Cellular Localization Of Inflammatory Signaling As A Determinant Of Tumor-Immune Biology

Immune therapies have significantly improved outcomes for cancer patients with poor prognosis, but mechanisms that underlie response or resistance to therapy remain elusive. Inflammatory cytokines such as interferon-gamma (IFNG) augment immune function yet also promote T cell exhaustion through inhibitory ligands such as PDL1. How these opposing effects are integrated in the tumor microenvironment is unclear. We show that while inhibiting tumor IFNG signaling decreases interferon-stimulated genes (ISGs) in cancer cells, it increases ISGs in immune cells by enhancing IFNG produced by exhausted T cells (TEX). In tumors with favorable antigenicity, these TEX mediate rejection. In tumors with neoantigen or MHC-I loss, TEX instead utilize IFNG to drive maturation of innate immune cells, promoting tumor clearance. Thus, interferon signaling in cancer cells and immune cells oppose each other to establish a regulatory relationship that limits both adaptive and innate immune killing. In melanoma and lung cancer patients, perturbation of this relationship is associated with response to immune checkpoint blockade independent of tumor mutational burden. In addition to these suppressive mechanisms, tumor infiltration and antigen loss are common mechanisms that limit effectiveness of T cell responses in solid tumors, in particular chimeric antigen (CAR) T cells. Delivery of pattern recognition receptor agonists is one strategy to improve immune infiltration and prime adaptive immunity; however, targeting these agonists to immune cells is challenging, and off-target signaling in cancer cells can be detrimental as described above. Here, we engineer murine CAR-T cells to deliver RN7SL1, an endogenous RNA that activates RIG-I/MDA5-dependent interferon signaling. RN7SL1 is deployed in extracellular vesicles and preferentially transferred to intratumoral immune cells. Unlike other RNA agonists, RN7SL1 restricts development of myeloid-derived suppressor cells and decreases TGFB expression.
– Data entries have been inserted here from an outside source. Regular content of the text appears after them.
PR #473, opened 2016-05-10
Don't mark dates down

TheDoubleK:
Required to fix:
 - https://www.pivotaltracker.com/story/show/119086793
 - https://www.pivotaltracker.com/story/show/119075005

Depends on: 
 - [x] https://github.com/alphagov/digitalmarketplace-frameworks/pull/269
 - [x] Now also needs: https://github.com/alphagov/digitalmarketplace-frameworks/pull/272

The markdown filter wraps values in `<p>` tags but we generally want to use dates inline and the `<p>` breaks the page layouts in the frontend.  So we're not going to use markdown for date strings.

# BEFORE
screen shot 2016-05-10 at 13 33 45
---------------------------
screen shot 2016-05-10 at 13 35 33
---------------------------
screen shot 2016-05-10 at 13 40 24

# AFTER
screen shot 2016-05-10 at 13 34 32
---------------------------
screen shot 2016-05-10 at 13 34 51
---------------------------
screen shot 2016-05-10 at 13 41 15

### DIFF
--- a/app/templates/frameworks/_dashboard_lede.html
+++ b/app/templates/frameworks/_dashboard_lede.html
@@ -1,6 +1,6 @@
 {% if framework.status == 'open' %}
 <aside role="complementary" class="framework-application-status" aria-label="{{ framework.name }} status">
-  Deadline: <strong>{{ dates.framework_close_date|markdown }}</strong>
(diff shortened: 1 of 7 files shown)


tombye:
Looks quite excellent to me 👍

In dendritic cells, it fosters DC subsets with anti-viral and costimulatory features. Consequently, endogenous effector-memory CD8 T cells expand, while exhausted T cells contract. Armed with the ability to activate endogenous immune responses, these CAR-T cells effectively reject solid tumors and tumors with CAR antigen loss by drawing on our insights into tumor resistance mechanisms.